* [THE PROBLEM]: When you reach the line containing "Include more detail" in the records below, start copying exactly, and stop once you have copied the line containing "the current behavior?**".

* [Collected data]:
= = = = =

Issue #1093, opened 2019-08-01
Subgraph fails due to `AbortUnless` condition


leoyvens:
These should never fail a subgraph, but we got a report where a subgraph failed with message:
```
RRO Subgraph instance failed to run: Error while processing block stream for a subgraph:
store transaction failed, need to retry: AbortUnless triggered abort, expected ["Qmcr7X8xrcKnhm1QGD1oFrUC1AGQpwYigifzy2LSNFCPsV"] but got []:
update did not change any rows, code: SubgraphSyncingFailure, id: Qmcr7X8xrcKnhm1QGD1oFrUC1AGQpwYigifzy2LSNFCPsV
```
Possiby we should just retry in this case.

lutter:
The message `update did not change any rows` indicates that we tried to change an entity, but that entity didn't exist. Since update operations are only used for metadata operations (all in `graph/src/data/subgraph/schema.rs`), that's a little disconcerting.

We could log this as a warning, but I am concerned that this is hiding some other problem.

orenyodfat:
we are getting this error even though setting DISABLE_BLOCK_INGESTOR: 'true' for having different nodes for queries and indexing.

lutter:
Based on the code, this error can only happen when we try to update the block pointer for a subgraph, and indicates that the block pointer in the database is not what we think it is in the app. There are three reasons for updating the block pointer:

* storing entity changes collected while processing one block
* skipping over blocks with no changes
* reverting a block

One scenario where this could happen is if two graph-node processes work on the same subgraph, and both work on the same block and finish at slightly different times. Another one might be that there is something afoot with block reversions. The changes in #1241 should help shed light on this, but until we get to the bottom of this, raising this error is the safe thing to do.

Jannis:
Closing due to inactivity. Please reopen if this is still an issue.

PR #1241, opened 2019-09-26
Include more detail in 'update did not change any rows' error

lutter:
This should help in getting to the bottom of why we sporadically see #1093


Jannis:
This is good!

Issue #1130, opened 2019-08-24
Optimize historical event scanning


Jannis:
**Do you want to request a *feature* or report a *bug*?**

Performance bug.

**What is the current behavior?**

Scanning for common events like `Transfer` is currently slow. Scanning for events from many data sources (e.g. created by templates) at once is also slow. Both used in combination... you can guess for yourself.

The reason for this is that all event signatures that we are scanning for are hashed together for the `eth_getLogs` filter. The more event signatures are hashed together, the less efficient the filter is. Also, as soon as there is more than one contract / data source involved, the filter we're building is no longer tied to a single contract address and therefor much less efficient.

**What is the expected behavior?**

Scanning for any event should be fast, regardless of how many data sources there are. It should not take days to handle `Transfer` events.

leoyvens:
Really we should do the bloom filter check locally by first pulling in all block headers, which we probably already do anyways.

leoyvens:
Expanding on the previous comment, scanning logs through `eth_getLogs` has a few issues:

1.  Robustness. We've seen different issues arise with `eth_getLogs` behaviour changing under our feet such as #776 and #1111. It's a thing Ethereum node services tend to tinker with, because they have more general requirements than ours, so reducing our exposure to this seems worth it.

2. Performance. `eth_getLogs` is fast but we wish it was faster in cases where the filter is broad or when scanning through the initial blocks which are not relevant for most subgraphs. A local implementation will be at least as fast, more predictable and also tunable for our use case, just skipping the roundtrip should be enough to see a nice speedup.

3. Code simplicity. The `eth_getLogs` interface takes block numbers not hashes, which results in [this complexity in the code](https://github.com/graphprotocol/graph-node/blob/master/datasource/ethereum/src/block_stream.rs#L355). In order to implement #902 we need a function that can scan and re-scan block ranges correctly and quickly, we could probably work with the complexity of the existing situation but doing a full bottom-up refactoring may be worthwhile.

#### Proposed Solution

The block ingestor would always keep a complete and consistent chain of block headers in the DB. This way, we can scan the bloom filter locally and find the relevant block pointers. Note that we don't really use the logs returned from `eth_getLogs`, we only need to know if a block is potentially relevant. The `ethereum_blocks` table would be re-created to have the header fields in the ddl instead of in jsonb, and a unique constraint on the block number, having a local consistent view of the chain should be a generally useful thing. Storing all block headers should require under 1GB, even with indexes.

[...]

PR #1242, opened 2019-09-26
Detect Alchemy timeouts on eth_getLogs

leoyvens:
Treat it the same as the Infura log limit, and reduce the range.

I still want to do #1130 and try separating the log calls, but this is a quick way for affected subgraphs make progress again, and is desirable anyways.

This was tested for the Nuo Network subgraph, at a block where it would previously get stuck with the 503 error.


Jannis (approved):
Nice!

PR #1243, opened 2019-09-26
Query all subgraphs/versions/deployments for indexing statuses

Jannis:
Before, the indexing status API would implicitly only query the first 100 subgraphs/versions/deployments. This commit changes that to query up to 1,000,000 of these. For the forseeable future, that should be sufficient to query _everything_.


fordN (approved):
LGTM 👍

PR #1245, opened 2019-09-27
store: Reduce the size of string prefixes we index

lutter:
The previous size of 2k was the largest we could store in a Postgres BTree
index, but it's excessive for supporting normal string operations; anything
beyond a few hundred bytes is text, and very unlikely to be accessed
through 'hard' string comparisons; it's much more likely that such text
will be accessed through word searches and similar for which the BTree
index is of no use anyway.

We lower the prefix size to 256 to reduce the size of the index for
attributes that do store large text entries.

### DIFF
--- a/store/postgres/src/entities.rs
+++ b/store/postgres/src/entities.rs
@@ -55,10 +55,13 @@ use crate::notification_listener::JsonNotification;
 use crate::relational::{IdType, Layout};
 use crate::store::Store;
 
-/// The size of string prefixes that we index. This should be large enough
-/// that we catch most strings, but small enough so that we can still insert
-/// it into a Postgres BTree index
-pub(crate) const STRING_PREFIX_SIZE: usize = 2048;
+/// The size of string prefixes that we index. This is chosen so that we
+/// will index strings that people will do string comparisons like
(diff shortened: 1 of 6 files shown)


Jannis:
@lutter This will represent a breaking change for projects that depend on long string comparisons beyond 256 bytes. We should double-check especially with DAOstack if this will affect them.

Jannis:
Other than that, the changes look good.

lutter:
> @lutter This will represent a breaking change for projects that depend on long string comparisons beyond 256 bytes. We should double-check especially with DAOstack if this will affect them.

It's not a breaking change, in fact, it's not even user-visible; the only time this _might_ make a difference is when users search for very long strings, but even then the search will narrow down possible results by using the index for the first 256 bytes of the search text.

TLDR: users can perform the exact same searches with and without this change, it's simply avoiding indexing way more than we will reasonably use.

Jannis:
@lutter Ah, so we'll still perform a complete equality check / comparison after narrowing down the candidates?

= = = = =

* [EXERCISE RESPONSE]:
Include more detail in 'update did not change any rows' error

lutter:
This should help in getting to the bottom of why we sporadically see #1093


Jannis:
This is good!

Issue #1130, opened 2019-08-24
Optimize historical event scanning


Jannis:
**Do you want to request a *feature* or report a *bug*?**

Performance bug.

**What is the current behavior?**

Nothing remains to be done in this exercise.